PR #827, opened 2019-06-26
categorical vs continuous mini histograms

### LINKED ISSUE #616: Visualize how continuous & categorical metadata values relate
The current app does a great job of showing how categorical metadata values relate to one another via "cluster occupancy". For example, I can see how `mouse.id` varies by `louvain` cluster assignment.

However, I frequently want to visualize how _continuous_ metadata values relate to categorical metadata values. For example, how does expression of `myfavoritegene` vary by louvain cluster assignment?

### LINKED ISSUE #762: support for violin plots
Frequently, the distribution of the expression of a gene wants to be compared across samples, tissues, cell types etc. (any categorical data). I would like to know if support for such visualizations would be possible for cellxgene. Particularly, violin plots to show gene expression across  categorical values are common.

Using scanpy, such a plot is produced as follows:
```PYTHON
# load sample data
adata = sc.datasets.pbmc68k_reduced()
sc.pl.violin(adata, 'CST3', groupby='bulk_labels', rotation=90)
```
image

My suggestion would be that if the user selects a gene for coloring, then, next to each of the categorical metadata an option would appear to show a violin plot for that category and the actual gene being colored.

seve:
This PR adds the ability to view continuous metadata in relation to categorical. This is done via mini histograms found on the side panel:
image

On hover of one of these mini histograms, a popup will display details about the specific histogram:
image

**@bkmartinjr**
* A histogram dataframe util which allows for creation of:
    * Categorical histograms
    * Categorical by histograms, which is used in occupancy
    * Continuous histograms, which can be used in the already implemented histograms
    * Continuous by histograms, which are use in the mini histograms
* Memoization of the dataframe util functions
* Tests for dataframe util functions

**@seve**
* Introduction of the mini histograms to the `occupancy` component
* Refactoring of occupancy to use canvas instead of SVG's to increase preformance
* Use of blueprint.js `Popover` for on hover action in occupancy
* Adding `shouldComponentUpdate` in the `value` component for preformance
* Move occupancy logic from `value` to the `occpuancy` component

This pr closes #616 and resolves #762


client/__tests__/util/dataframe/histogram.test.js
```diff
@@ -0,0 +1,79 @@
...
+
+		const h1 = df.col("value").histogram(3, [0, 2]);
+		expect(h1).toMatchObject([1, 1, 1]);
+		// memoized?
+		expect(df.col("value").histogram(3, [0, 2])).toMatchObject(h1);
+	});
+
+	// XXX categorical test
+
+	/*
```
bkmartinjr: these comments look obsolete to me - ie, there are tests covering these items.  Please remove the comment if you agree.

client/src/components/categorical/value.js
```diff
@@ -22,6 +21,32 @@ class CategoryValue extends React.Component {
     });
   };
 
+  shouldComponentUpdate = nextProps => {
+    const { props } = this;
+    const { metadataField, categoryIndex, categoricalSelection } = props;
+    const { categoricalSelection: newCategoricalSelection } = nextProps;
+
+    const diff = Object.keys(this.props).reduce((value, key) => {
```
bkmartinjr: Why compute the difference of the entire props object, only to later check only for `world` and `colorAccessor` difference?   

Unless I am misreading the code (and apologies if I am), you could remove the computation of `diff` entirely (lines 29-35), and change the two line below (lines 45-46) to just read  `props.world !== nextProps.world || props.colorAccessor !== nextProps.colorAccessor`.

Seems simpler, clearer and less compute?

seve: Totally right, I originally computed the diff to see _what_ was different. Now that I know what I'm looking for I can just specifically look for that 👍

client/src/components/categorical/occupancy.js
```diff
@@ -2,60 +2,172 @@
...
+    const occupancyMap = world.obsAnnotations
+      .col(colorAccessor)
+      .histogram(groupBy);
+
+    const occupancy = occupancyMap.get(category.categoryValues[categoryIndex]);
 
     const x = d3
       .scaleLinear()
       /* get all the keys d[1] as an array, then find the sum */
       .domain([0, d3.sum(Array.from(occupancy, d => d[1]))])
```
bkmartinjr: small nit - you should iterate occupancy.values(), rather than the object itself.

You should be able to just do:   `Array.from(occupancy.values())` and skip the map function.

client/src/components/categorical/occupancy.js
```diff
@@ -2,60 +2,172 @@
...
-  render() {
-    const { occupancy, colorScale, colorAccessor, schema, world } = this.props;
-    const width = 100;
-    const height = 11;
+  _WIDTH = 100;
 
-    const categories = schema.annotations.obsByName[colorAccessor]?.categories;
+  _HEIGHT = 11;
+
+  createHistogram = () => {
```
bkmartinjr: general comment - all changes lack comments.  Please comment sufficiently that someone else can read and understand the code quickly (never having seen it before).

client/src/util/dataframe/histogram.js
```diff
@@ -0,0 +1,137 @@
...
+    return `${column.__id}:${by.__id}`;
+  }
+  return `${column.__id}:`;
+}
+
+/*
+Bin counts for continuous/scalar values, with optional group-by category.
+Values outside domain are ignored.
+*/
+export function histogramContinuous(column, bins = 40, domain = [0, 1], by) {
```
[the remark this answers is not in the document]
seve: @bkmartinjr how should we handle this?

client/src/components/categorical/occupancy.js
```diff
@@ -2,60 +2,172 @@
...
+      world.obsAnnotations.col(colorAccessor) ||
+      world.varData.col(colorAccessor);
+
+    const range = col.summarize();
+
+    const histogramMap = col.histogram(
+      50,
+      [range.min, range.max],
+      groupBy
+    ); /* Because the signature changes we really need different names for histogram to differentiate signatures  */
```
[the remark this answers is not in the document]
seve: > client/src/util/dataframe/dataframe.js, line 256:

`      get.histogram = (bins, domain, by) => mFn(get, bins, domain, by);
`
and 
`
      get.histogram = by => mFn(get, by);
`

seve:
@bkmartinjr fixed your requested changes, how should I handle charlotte's requests dealing with the histogram util?

client/src/util/dataframe/histogram.js
```diff
@@ -0,0 +1,137 @@
...
+  return by
+    ? _histogramContinuousBy(column, bins, min, max, by)
+    : _histogramContinuous(column, bins, min, max);
+}
+
+/*
+Memoization hash for histogramContinuous
+*/
+export function hashContinuous(column, bins, domain, by) {
+  bins = bins || "";
```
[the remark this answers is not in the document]
seve: the return of hashContinous is a string hash, bins is defaulted to a string as it will be casted to a string anyways.

seve:
@sidneymbell plugging you in as a reviewer to check out the language in the popover:

>  The x axis scale for all mini histograms are the same as the active
            color scale: `colorAccessor`
            The y axis scale for each mini histogram is normalized to its
            largest value

colinmegill:
@sidneymbell specifically, do you have a better suggestion for `mini histogram` that is more specific?

client/src/util/dataframe/histogram.js
```diff
@@ -0,0 +1,137 @@
...
+  domain = domain || [0, 0];
```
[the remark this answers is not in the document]
bkmartinjr: agree - @seve can you make this change before you merge?

client/src/util/dataframe/histogram.js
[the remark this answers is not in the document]
bkmartinjr: I would leave as-is.

client/src/util/dataframe/histogram.js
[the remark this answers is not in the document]
bkmartinjr: @seve - I would also make the change to the domain argument.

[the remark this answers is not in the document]
csweaver: don't forget about domains too

client/src/components/categorical/occupancy.js
```diff
@@ -2,60 +2,182 @@
...
+          width={this._WIDTH}
+          height={this._HEIGHT}
+          ref={ref => {
+            this.canvas = ref;
+            if (colorByIsCatagoricalData) this.createOccupancyStack();
+            else this.createHistogram();
+          }}
+        />
+        <div key="text" style={{ fontFamily: "Roboto", fontSize: "14px" }}>
+          <p>
```
sidneymbell: Love the explanatory popovers! Axes = <3

Suggested wording:
"These histograms show the distribution of <strong>{colorAccessor}</strong> within each category. The x axis is the same for each histogram, while the y axis is scaled is scaled to the highest bin within each histogram."

I might also suggest a "Ok, I've got it" button after the text that disables subsequent popovers.

seve: image

sidneymbell: Nit: new line between first and second sentences?

liaprins-czi:
From Alok Saldanha:
"I need to follow up with our users, but they may want to toggle between raw and normalized values in the histograms. I think they are happy to have differential analysis, etc happen on the X array, so it’s probably not ideal to switch at launch time."

PR #833, opened 2019-07-01
disable centroids

seve:
Disable centroid for a future release.

Changes:

* Change redux action type to have: `---DISABLED---` implicitly not changing the redux store


bkmartinjr:
I agree with @csweaver - I would not fire actions that are not being used....

that said, if this is a temporary thing and won't be released, I'm not hugely concerned.

seve:
>  if this is a temporary thing and won't be released, I'm not hugely concerned.

This removal is in preparation for 0.11.0 so I'll remove the non-functional reactions

Issue #1984, opened 2020-11-19
User annotation PUTs return 400s


mckinsel:
We see 400 responses to PUTs to the user annotations endpoint sometimes. You can trigger one this way:

1. Go to https://cellxgene.dev.single-cell.czi.technology/e/Single_cell_drug_screening_mcf7-44-remixed.cxg/
2. Create a new category initialized from "rt_well"

Seems like something with how types are being handled in the TileDB code, see https://sentry.prod.si.czi.technology/sci-sc/hosted-cellxgene/issues/109814/ for example.

There's also a reasonable chance there's a scaling issue as well, but we can rule that in or out better once we've resolved the type issue.

maniarathi:
Fixed went into prod today.

PR #1987, opened 2020-11-20
Convert float annotations if possible.

bmccandless:
The client converts all arrays to floats.
If a category contains integer labels, and that category is copied, it will contains floats (e.g 1.0 instead of 1).
When that category is put back to the server, it fails in the tiledb code, which does not accept floats.
The solution is to convert a float category to integer, if possible.

  #1984


MDunitz (approved):
lgtm

MDunitz (approved):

REQUIRED WORK: Please say how many lines in the records above contain the word "cellxgene", and give only that number.

RESPONSE TO THE EXERCISE: 3